PR #7911, opened 2022-03-15
added sys import

Nightfurex:

### DIFF
--- a/numba/parfors/parfor_lowering.py
+++ b/numba/parfors/parfor_lowering.py
@@ -1,6 +1,5 @@
 import copy
 import operator
-import sys
 
 import types as pytypes
 import operator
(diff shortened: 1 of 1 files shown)


DrTodd13 (changes requested):
See my comment about removing the line that uses sys.

Nightfurex:
Ooh sorry my bad i misunderstood .

numba/parfors/parfor_lowering.py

####

* **Task**
From the records above, pull every line that has the string "import" and copy it.

* **Result**
added sys import
 import copy
 import operator
-import sys
 import types as pytypes
 import operator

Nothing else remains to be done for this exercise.